De wens van de betrokken gemeenten is gericht op samenvoeging per 1 januari 2002. De wet zal daartoe bij een spoedige behandeling in beide kamers uiterlijk in de eerste helft van september 2001 in werking moeten treden om voor de voorbereiding van de herindelingsverkiezingen voldoende tijd te hebben. Het provinciebestuur van Noord-Holland bepaalt de datum voor de herindelingsverkiezingen, die doorgaans in november vóór de datum van herindeling plaats vinden. De reguliere gemeenteraadsverkiezingen, die plaatsvinden in maart 2002, kunnen in dat geval worden overgeslagen. Gelet op de termijn waarop de ontwerpregeling is ontvangen en de termijn waarop het wetsvoorstel in procedure kon worden gebracht is niet zeker of samenvoeging per 1 januari 2002 mogelijk is. Indien aanvaarding door beide kamers uiterlijk begin september 2001 niet haalbaar blijkt, zal de samenvoeging ingaan per 1 januari 2003. In dat geval zal een afzonderlijk wetsvoorstel in procedure worden gebracht, dat ertoe strekt de zittingsduur van de raden van de betrokken gemeenten te verlengen tot 1 januari 2003, waarbij de reguliere gemeenteraadsverkiezingen in maart 2002 worden overgeslagen en in het najaar van 2002 herindelingsverkiezingen worden gehouden.
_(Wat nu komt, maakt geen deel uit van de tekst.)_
PR #788, opened 2024-08-30
FIX: Correctly display errors when parent module needs to be disabled first

romanrizzi:
Fixes:

```
NameError (undefined local variable or method `parent_module_name' for an instance of DiscourseAi::Configuration::LlmValidator)
```

### DIFF
--- a/spec/configuration/llm_validator_spec.rb
+++ b/spec/configuration/llm_validator_spec.rb
@@ -1,0 +1,21 @@
+# frozen_string_literal: true
+
+RSpec.describe DiscourseAi::Configuration::LlmValidator do
+  describe "#valid_value?" do
+    context "when the parent module is enabled and we try to reset the selected model" do
+      before do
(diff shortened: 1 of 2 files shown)


spec/configuration/llm_validator_spec.rb
```diff
@@ -0,0 +1,21 @@
...
+
+RSpec.describe DiscourseAi::Configuration::LlmValidator do
+  describe "#valid_value?" do
+    context "when the parent module is enabled and we try to reset the selected model" do
+      before do
+        assign_fake_provider_to(:ai_summarization_model)
+        SiteSetting.ai_summarization_enabled = true
+      end
+
+      it "returns false and display an error message" do
```
pmusaraj, line 11:
```suggestion
      it "returns false and displays an error message" do
```

pmusaraj (approved):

In het bijzonder voor de samen te voegen gemeenten is het in dat geval ongewenst de reguliere raadsverkiezingen doorgang te laten vinden om vervolgens ruim een half jaar later wederom raadsverkiezingen te hebben.

De Minister van Binnenlandse Zaken en Koninkrijksrelaties,

K. G. de Vries


XNoot
1

Ter inzage gelegd bij het Centraal Informatiepunt Tweede Kamer.

XNoot
1

Ter inzage gelegd bij het Centraal Informatiepunt Tweede Kamer.